Accenture, Deloitte, and IBM Licking Their Chops on Immigration Reform

On June 27, 2013 the US based consulting firms Accenture, Deloitte, and IBM’s profit forecasts were nudged, while the forecasts for off-shore firms like Infosys and Wipro took a major hit. This was the day that the Senate passed the Border Security, Economic Opportunity, and Immigration Modernization Act of 2013 (a whopping 1200 pages).   If passed by the House of Representatives and signed by the President, this bill would wreak havoc on the India based outsourcing firms, create enormous opportunities for US based firms, and likely result in higher cost for outsourcing for US based customers.
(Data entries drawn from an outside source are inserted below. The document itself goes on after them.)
PR #207, opened 2020-03-29
Bogus PR for Sonar experiments

nicolaiparlog:
Experimental PR to make Sonar work.

---

### DIFF
--- a/README.md
+++ b/README.md
@@ -1,4 +1,4 @@
-# JUnit Pioneer
+# JUnit Pioneer 10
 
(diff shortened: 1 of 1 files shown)


nicolaiparlog:
We found out that GitHub Actions does not make secret tokens available to builds started in forks. This is a security feature and can be observed in the log output where only GitHub's token has a `***` next to it while others, including SonarQube's, are blank. That's why the Sonar integration works in this PR (branch in origin repo), but not in general ones.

The form of the bill that passed senate would have a dramatic impact on H-1B visa holders.   In the consulting world, H1-B visa holders are the employees of firms that are located in the US.    For Accenture, Deloitte, and IBM, customers might see a different rate card for these “off-shore / on-shore” resources.   For companies like Wipro and Infosys, these tend to be the core of the employee base in the US.
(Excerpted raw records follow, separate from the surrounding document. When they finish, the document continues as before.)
Issue #199, opened 2020-03-27
Github Actions for Deployments


aepfli:
JUnit Pioneer currently still relies on travis for the releasing process.

Goal of this ticket is to also migrate this deployment and releaseing process to GitHub Actions

We want to migrate following code to GitHub Actions, maybe in an own build just for master, or as a sub step of the existing  #actions.
https://github.com/junit-pioneer/junit-pioneer/blob/4f3647f88bb3131b19fa77efaac1eb2edf11962c/.travis.yml#L29-L41

This issue is part of #192
and relates to #193

nicolaiparlog:
This effectively removes Shipkit, right? If so, can we discuss this in #193 first?

aepfli:
question is what we favor first. Evaluating shipkit or moving the Build infrastructure to github actions :) - both can be done at the same time. and i see the testing part as the more crucial one, which is taking more time than actually implementing it :)

aepfli:
i opened the Pull Request, for using this with shipkit, and so far i fell in love with Shipkit and how they use releasing. We just had a lot of additional steps in between.

There is just one down side as described in #171 - if we want to add our jars to the release on github releases, we need to put in manual effort. I skipped that for now, because this was never really working so we do not lose functionality, and it seems like this is nothing which shipkit provides as functionality. Neither Shipkit itself, nor PowerMock or Mockito are uploading jars to the release page of github. But they are linking it anyways in the release text.

Issue #192, opened 2020-03-26
Move from Travis CI to GitHub Actions


nicolaiparlog:
GitHub Actions seem the be hot new thing and everybody's using it, including JUnit 5 itself, so let's do that, too. (Yes, that's all the reason I need to give it a try. :) )

nicolaiparlog:
@aepfli started working on this is #185.

Bukama:
Just wanted to add: We already discussed that on Discord and in chat. See also comments on #181 and #185

aepfli:
I created #199 and #201 as the next steps for this ticket. We should keep this ticket also for the cleanup, so we can than remove travis.yml when all the others are finished

Bukama:
Don't forget #28 (it was already linked to #50)

aepfli:
uh 28 is done with sonarcloud, when it finally works :)

nicolaiparlog:
As pointed out by #208, we also need to update the badges in the README once we don't build on Travis anymore.

nicolaiparlog:
It looks like there are two more things to do before we can remove Travis entirely:

* trigger ShipKit via GitHub Actions - see #199 (we can ignore the discussion around ShipKit in #192 for now)
* trigger site built via GitHub Actions - see junit-pioneer/junit-pioneer.github.io#5

Since the site built is currently broken anyways, we're not loosing functionality if we move to GitHub Actions without reimplementing it. I.e. once #199 is merged, we can do the necessary clean-up mentioned above and then remove Travis entirely.

nicolaiparlog:
Closed by 80b3e45

Issue #193, opened 2020-03-26
Evaluate ShipKit


nicolaiparlog:
We currently use ShipKit to deploy every commit. This works well enough, but there are a few things we may want to conisder:

* We move to GitHub Actions (see #192), which also offers shipping - why not consolidate the number of tools?
* The `version.properties` file in the top-level folder is annoying me (see #96); if we stick with ShipKit, I need to open an issue to see whether that could be changed.
* There's some POM-related duplication between `build.gradle` and `gradle/shipkit.gradle`, which is a bit annoying as well. Can this be fixed?
* ShipKit's documentation only shows Travis integration (which we move away from), but [mentions](https://github.com/mockito/shipkit/blob/master/docs/how-shipkit-works.md) "it's not difficult to use Shipkit with any CI" - how?
* ShipKit's approach of continuous deployment occasionally leads to spurious releases where we forgot to add `[ci skip-release]` to a commit message (not great to clutter them with that either) and the tool thought something changed when it didn't (e.g. 0.5.5 / 22f2571). That's not good.
* we occasionally had race conditions for `version.properties` where several PRs' changes of this file conflicted and needed to be updated
* For more to ponder, see #97, #171, and mockito/shipkit#867.

What does everybody think?

nicolaiparlog:
Whatever we end up doing, we probably need to update [`CONTRIBUTING.md`-'s section on ShipKit](https://github.com/junit-pioneer/junit-pioneer/blob/master/CONTRIBUTING.md#versioning).

aepfli:
i am just taking a closer look into shipkit, and i think this tooling is fine. but i also think,  we do have some code duplciation. I mean we have configured a bintray plugin, which has a maven central sync. And (i might be wrong here) is maven central not oss.sonatype.org ?? because our publication is than redundant, if we really do have a sync from bintray setup to maven central.

Hence that i do not think we need the publication step in our build gradle. 

For the rest i will investigate, but if we stick to shipkit i think we need to stick to version.properties :)

beatngu13:
My two cents:

I believe @nicolaiparlog once brought it up during a stream, if making a release is as easy as creating a tag, why struggle with CI skips etc. to avoid accidental releases? Especially since we as library maintainers somewhat still have the concept of releases that may bundle multiple patches—in contrast to e.g. web service development, where one almost always wants to continuously deploy. (See also #211 by @Bukama.)

[...]

PR #213, opened 2020-03-29
GitHub Action for Deployments

aepfli:
Adding GitHub Actions for Deployment which will run
on Linux and with JDK 8. On the side i removed a lot
of unnecessary gradle code for publishing.

To get this running within the base repository, we
need to add following secrets:
- GH_WRITE_TOKEN: for updating the repo and setting the tag
- BINTRAY_USER_NAME: for upload to bintray
- BINTRAY_API_KEY: for upload to bintray
- NEXUS_TOKEN_USERNAME: for syncing bintray to maven central
- NEXUS_TOKEN_PASSWORD: for syncing bintray to maven central

:warning: We need to be careful with this, as this can break the releasing process :warning: 

---


Bukama:
If I apply my basic Jenkins pipeline knowledge this PR looks good to me.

It is important to understand 5 crucial points in the H1-B visa bill:

1.     The annual cap of H1-B visas would triple from 65,000 to a maximum of 180,000.  While on the surface this would appear to be a good thing for companies like Wipro and Infosys, it will be the other 4 points that will flip this from a positive to a negative.

2.     The bill would prohibit companies that have more than 15% of their US employees on H1-B visas from placing these associates at other locations other than their own offices.  When you combine this with point 1, it does not make sense to bring over more associates if you cannot place them at customer sites.    For Accenture, it means that they can grow the off-shore / on-shore operations given the large current US base of employees.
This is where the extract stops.